- **Instructions for the task**
Copy each line of the material below that includes the string "loading".

- **Working data**
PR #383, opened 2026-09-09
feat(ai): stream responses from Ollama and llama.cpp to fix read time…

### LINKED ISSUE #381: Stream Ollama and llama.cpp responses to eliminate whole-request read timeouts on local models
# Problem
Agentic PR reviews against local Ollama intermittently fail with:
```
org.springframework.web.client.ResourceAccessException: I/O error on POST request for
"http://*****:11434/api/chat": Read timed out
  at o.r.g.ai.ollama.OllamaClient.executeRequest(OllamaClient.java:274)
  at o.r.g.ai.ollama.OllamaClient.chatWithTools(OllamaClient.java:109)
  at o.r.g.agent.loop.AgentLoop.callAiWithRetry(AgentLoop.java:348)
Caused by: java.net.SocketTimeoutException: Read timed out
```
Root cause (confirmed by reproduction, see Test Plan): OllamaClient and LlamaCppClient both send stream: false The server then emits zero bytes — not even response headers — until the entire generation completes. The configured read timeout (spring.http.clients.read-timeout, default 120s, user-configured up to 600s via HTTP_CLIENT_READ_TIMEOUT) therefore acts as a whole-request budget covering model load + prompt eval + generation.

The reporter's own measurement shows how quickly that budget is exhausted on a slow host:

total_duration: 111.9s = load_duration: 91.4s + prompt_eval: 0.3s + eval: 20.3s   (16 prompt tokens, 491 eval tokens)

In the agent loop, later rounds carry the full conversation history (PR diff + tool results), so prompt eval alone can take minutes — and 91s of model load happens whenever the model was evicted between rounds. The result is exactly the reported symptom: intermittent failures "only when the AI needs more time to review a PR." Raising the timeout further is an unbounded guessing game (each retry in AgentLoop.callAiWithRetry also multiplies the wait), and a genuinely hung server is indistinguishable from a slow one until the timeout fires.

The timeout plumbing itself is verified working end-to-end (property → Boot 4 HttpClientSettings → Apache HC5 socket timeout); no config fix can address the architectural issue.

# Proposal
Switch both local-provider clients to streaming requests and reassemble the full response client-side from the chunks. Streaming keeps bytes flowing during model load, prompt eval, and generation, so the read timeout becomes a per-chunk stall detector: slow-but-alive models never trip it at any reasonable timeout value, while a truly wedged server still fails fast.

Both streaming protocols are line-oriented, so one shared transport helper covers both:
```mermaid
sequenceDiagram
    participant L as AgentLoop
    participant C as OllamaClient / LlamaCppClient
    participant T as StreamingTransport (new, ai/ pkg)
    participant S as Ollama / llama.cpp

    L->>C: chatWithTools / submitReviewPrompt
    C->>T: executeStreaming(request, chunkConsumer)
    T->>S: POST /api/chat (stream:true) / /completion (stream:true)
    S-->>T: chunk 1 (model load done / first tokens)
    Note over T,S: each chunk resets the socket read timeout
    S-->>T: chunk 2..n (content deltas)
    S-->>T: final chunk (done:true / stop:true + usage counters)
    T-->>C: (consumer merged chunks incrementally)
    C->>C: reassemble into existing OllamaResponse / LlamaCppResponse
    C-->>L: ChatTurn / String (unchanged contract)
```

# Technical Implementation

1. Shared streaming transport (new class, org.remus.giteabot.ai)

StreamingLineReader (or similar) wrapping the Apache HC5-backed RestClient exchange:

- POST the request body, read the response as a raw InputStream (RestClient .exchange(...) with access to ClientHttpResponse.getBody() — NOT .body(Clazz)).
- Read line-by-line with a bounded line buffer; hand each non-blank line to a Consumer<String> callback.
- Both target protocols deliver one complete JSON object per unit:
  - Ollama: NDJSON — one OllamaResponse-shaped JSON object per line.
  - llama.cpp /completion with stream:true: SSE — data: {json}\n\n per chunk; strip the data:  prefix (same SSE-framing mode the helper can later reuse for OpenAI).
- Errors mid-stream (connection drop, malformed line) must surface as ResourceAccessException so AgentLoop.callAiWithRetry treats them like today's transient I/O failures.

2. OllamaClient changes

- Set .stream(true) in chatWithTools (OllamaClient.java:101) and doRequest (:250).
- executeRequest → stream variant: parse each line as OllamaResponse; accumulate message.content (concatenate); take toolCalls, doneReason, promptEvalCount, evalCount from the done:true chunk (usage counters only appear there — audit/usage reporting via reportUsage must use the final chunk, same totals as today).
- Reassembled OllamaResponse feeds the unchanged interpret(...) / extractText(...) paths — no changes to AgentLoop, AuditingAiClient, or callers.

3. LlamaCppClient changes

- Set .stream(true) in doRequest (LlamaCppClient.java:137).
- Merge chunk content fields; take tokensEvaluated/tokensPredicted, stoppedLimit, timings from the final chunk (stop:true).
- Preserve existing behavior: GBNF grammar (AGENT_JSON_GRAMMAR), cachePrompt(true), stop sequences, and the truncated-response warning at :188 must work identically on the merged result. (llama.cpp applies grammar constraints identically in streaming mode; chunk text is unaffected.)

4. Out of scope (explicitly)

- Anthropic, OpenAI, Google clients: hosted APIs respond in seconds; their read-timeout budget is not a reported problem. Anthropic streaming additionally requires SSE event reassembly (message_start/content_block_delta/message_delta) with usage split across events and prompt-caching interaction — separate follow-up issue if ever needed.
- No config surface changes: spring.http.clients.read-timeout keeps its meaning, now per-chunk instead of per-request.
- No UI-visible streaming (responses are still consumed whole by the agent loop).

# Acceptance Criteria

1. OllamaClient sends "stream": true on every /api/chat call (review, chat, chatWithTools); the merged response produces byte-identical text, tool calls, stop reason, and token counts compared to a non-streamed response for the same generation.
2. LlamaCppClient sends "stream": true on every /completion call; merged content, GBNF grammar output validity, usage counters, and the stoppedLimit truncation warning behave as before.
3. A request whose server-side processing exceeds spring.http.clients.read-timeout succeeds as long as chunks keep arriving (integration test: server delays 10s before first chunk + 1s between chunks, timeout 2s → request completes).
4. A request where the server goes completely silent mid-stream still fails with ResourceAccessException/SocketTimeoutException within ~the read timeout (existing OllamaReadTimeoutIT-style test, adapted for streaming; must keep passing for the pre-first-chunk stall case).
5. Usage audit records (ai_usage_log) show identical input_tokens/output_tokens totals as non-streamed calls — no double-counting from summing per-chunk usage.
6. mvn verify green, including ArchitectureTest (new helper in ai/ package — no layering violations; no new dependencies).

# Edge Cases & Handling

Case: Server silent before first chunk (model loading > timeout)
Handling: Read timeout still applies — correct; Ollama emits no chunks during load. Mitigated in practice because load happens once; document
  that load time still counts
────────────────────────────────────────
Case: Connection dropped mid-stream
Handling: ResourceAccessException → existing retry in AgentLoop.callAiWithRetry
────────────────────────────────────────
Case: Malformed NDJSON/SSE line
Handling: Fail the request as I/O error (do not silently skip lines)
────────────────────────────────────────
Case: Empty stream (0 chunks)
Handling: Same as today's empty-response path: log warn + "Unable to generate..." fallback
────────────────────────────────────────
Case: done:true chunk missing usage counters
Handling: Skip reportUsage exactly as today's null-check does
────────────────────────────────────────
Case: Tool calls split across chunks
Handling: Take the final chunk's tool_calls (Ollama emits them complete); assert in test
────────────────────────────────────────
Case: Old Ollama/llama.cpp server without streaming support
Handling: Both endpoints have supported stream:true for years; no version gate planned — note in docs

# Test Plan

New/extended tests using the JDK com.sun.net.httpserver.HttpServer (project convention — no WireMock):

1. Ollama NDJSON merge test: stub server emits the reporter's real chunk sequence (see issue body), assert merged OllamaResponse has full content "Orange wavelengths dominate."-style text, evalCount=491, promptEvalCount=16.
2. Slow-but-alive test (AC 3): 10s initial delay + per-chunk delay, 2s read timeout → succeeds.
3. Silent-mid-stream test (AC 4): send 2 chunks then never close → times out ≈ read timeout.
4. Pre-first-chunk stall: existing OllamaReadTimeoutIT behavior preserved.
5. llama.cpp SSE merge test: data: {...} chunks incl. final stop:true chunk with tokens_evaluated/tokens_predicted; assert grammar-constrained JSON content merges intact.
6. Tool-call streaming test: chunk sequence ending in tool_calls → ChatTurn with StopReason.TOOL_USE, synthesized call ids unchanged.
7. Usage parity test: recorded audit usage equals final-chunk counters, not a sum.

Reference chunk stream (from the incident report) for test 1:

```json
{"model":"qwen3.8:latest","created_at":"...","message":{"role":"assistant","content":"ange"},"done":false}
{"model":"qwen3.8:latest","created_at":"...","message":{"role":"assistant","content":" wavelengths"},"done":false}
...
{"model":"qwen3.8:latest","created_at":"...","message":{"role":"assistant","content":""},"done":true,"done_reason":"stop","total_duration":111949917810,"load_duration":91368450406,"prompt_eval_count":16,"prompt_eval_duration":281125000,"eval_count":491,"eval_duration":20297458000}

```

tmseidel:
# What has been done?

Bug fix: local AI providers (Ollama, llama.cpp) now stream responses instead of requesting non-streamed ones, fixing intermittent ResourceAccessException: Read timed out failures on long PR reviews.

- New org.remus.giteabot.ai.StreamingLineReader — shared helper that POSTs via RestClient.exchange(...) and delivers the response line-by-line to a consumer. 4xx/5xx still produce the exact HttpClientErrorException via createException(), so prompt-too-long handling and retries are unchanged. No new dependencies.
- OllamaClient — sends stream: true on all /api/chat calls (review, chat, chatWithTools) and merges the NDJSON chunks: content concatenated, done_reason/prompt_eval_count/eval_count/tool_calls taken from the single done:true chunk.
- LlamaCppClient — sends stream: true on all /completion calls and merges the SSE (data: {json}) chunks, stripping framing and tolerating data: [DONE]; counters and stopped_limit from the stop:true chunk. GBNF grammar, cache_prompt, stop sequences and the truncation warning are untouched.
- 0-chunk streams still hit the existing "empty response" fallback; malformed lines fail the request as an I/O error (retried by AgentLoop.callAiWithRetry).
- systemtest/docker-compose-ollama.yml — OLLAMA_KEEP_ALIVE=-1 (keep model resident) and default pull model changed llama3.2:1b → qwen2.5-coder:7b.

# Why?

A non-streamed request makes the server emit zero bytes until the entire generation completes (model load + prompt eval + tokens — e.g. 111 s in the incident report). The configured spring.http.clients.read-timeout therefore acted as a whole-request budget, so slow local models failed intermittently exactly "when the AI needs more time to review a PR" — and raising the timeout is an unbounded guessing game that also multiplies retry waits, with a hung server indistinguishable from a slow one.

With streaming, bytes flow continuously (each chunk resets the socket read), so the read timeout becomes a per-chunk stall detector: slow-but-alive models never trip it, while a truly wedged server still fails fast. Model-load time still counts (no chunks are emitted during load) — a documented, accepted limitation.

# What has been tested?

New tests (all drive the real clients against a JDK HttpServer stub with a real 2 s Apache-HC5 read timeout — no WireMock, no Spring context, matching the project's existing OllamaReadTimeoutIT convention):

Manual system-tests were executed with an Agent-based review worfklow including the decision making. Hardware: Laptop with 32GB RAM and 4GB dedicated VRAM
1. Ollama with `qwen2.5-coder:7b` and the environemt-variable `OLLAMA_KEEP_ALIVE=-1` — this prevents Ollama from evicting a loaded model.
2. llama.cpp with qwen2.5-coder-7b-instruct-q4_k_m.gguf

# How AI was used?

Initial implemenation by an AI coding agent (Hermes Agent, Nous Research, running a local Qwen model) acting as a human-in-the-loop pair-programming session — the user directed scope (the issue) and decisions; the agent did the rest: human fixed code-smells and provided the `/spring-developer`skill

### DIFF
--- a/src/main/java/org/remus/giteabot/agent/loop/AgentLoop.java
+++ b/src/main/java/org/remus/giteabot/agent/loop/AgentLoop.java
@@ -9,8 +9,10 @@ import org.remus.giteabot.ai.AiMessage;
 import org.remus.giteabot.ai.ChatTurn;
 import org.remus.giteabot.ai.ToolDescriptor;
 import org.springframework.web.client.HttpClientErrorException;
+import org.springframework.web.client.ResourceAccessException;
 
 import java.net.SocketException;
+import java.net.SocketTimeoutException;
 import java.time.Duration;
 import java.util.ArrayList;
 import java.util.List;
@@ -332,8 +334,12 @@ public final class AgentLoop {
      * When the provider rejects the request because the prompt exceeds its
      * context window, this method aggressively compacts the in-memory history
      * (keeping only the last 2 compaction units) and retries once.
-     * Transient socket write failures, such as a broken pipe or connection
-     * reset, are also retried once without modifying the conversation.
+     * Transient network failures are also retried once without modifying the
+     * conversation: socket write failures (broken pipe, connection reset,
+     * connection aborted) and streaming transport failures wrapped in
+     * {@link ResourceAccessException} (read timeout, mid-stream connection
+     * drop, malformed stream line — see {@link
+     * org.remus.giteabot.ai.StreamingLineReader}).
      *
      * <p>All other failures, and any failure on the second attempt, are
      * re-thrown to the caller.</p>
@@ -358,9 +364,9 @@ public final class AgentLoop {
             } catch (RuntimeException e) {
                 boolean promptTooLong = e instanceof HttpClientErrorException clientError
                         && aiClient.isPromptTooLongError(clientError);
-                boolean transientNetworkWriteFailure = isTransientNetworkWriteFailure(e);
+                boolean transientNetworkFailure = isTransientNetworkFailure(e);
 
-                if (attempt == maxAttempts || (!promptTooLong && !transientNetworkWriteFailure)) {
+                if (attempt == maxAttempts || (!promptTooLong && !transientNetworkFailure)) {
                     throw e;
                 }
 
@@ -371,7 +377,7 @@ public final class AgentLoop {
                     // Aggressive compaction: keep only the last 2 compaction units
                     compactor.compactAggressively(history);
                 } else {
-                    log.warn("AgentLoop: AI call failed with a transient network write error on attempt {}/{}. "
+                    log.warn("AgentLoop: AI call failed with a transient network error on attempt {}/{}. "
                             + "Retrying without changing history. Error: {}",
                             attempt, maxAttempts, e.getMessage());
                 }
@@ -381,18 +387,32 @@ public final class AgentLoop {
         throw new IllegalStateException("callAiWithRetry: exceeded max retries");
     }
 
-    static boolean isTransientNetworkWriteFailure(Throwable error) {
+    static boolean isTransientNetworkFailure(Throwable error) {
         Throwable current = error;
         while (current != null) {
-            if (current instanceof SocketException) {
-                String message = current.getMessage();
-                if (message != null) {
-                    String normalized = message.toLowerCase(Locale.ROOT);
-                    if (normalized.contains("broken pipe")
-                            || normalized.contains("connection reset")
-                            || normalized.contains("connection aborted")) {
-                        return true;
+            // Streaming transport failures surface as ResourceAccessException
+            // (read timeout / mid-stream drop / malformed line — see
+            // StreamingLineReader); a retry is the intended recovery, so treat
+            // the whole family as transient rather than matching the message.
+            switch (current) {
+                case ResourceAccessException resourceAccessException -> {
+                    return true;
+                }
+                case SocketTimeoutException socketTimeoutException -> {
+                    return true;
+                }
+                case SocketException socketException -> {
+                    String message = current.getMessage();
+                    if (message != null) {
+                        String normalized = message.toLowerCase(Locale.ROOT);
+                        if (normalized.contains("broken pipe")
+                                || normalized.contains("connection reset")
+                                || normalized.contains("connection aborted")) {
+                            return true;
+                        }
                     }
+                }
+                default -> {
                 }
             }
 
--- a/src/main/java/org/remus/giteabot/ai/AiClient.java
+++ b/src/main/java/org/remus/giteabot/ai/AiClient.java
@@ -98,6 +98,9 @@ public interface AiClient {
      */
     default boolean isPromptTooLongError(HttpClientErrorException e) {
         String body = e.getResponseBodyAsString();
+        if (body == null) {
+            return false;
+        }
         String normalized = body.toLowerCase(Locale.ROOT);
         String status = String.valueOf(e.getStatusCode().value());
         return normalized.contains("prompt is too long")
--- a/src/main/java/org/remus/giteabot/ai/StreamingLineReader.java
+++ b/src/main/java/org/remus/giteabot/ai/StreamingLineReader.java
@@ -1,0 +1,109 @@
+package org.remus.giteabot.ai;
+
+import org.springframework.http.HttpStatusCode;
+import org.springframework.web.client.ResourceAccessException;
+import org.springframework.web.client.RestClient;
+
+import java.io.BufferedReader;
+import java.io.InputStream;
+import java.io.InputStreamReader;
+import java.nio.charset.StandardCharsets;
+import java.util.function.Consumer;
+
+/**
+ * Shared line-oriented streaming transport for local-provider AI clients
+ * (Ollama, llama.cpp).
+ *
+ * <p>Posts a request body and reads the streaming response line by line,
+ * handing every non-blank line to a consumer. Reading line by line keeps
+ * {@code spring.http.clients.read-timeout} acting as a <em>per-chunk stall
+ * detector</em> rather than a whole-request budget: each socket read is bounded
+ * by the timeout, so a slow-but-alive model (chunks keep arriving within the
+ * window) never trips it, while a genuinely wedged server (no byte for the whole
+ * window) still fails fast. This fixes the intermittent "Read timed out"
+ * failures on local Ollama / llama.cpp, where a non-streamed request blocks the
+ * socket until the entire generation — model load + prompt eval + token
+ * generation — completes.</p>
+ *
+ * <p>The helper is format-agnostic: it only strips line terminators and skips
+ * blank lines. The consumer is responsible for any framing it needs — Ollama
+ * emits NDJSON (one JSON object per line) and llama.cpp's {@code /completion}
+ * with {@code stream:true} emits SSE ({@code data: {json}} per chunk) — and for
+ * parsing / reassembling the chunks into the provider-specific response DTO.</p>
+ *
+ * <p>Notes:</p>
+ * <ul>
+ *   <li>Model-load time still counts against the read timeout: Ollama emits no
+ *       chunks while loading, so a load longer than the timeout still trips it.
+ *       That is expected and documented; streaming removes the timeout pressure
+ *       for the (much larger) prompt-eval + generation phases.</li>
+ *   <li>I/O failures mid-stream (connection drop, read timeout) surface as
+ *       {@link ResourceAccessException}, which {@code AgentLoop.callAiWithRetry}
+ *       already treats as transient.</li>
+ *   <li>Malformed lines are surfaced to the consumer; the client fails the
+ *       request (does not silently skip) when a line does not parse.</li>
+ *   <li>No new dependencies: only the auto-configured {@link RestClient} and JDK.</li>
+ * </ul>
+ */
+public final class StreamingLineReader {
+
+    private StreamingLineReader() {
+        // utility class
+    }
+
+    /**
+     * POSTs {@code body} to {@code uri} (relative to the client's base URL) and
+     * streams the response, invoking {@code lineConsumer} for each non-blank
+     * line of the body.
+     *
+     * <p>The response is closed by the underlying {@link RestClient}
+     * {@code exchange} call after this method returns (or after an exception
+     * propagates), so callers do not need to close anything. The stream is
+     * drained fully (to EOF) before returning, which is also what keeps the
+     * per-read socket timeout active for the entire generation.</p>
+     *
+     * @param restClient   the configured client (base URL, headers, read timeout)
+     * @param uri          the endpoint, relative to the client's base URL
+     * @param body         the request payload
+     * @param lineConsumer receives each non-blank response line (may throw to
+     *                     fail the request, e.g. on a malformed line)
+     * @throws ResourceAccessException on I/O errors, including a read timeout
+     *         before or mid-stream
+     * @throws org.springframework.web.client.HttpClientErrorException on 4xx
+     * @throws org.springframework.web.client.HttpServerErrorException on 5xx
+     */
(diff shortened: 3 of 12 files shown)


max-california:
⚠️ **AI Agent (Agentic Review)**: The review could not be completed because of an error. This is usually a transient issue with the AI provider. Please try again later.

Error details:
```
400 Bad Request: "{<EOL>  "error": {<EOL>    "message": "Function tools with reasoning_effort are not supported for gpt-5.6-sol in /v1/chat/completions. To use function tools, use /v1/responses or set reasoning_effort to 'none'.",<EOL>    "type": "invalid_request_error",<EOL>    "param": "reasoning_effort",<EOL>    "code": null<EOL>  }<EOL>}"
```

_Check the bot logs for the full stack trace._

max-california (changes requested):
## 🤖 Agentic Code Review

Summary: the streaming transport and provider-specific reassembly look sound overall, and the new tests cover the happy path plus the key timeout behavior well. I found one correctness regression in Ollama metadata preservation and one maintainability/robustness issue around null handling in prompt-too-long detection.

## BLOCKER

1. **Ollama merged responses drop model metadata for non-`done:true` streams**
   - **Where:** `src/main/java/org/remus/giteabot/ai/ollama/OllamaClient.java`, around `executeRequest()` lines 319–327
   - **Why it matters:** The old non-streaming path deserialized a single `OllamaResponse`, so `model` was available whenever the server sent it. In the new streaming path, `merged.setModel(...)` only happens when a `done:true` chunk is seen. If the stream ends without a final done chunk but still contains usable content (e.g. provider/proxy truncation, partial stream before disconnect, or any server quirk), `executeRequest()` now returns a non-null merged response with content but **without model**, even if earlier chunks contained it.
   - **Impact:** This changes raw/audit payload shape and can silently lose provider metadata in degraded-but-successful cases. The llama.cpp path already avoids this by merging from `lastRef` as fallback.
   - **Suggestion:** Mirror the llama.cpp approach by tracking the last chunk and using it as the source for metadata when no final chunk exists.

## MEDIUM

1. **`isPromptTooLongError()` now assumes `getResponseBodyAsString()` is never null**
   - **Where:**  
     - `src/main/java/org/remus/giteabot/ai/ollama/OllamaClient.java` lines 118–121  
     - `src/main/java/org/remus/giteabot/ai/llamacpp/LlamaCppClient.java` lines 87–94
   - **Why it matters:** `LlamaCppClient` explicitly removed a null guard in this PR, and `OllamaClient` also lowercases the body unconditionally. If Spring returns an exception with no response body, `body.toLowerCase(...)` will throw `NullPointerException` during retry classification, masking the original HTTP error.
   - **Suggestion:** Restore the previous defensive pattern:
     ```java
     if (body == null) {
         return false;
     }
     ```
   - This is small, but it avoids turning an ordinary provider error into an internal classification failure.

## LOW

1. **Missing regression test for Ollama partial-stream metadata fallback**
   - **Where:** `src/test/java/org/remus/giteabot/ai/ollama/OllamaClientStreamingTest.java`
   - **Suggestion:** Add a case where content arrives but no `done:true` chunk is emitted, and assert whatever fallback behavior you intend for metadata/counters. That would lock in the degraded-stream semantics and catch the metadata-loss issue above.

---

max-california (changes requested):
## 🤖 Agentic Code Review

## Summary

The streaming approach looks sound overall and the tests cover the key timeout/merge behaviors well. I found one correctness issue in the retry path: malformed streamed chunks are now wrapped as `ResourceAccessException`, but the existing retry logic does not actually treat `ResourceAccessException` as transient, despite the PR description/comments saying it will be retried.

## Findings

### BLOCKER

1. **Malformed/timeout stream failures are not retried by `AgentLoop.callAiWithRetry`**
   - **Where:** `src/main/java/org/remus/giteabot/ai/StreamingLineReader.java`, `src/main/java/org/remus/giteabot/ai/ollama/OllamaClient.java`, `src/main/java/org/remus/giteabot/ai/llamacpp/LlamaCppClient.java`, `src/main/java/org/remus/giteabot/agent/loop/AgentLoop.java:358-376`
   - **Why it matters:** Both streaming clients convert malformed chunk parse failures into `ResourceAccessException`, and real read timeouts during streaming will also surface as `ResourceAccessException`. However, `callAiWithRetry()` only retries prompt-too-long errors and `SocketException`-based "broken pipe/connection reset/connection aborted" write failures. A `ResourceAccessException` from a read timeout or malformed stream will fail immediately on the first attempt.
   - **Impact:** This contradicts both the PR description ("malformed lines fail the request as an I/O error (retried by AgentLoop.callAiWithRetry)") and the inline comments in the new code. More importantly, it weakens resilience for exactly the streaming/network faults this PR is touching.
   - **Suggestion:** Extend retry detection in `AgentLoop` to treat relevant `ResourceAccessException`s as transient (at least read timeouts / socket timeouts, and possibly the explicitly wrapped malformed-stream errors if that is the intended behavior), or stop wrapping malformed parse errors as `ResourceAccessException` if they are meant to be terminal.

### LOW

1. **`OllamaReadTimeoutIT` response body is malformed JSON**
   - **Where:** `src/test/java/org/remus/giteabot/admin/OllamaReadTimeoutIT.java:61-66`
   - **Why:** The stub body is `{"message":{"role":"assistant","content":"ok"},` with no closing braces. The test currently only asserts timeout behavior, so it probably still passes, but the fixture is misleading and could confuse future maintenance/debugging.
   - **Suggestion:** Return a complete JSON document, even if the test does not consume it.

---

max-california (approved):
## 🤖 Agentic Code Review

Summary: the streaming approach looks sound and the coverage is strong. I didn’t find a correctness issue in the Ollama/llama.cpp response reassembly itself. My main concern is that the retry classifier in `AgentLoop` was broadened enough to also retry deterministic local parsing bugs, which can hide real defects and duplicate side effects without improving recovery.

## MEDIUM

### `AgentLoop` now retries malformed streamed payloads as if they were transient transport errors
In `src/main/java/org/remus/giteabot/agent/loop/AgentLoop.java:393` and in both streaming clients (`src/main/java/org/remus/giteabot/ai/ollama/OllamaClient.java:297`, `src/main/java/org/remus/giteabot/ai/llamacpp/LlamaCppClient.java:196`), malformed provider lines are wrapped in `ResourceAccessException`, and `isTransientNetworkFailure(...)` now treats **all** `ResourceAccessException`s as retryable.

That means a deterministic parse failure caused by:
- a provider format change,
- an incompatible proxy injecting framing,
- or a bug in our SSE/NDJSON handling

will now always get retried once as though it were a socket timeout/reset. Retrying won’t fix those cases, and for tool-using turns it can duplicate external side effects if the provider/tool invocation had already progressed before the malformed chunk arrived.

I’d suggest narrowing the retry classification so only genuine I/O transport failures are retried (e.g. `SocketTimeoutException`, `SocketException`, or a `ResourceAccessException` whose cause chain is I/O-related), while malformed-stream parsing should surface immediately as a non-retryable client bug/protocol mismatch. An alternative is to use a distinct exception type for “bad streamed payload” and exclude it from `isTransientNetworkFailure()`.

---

- **Solution to the exercise**
Case: Server silent before first chunk (model loading > timeout)
+ *       chunks while loading, so a load longer than the timeout still trips it.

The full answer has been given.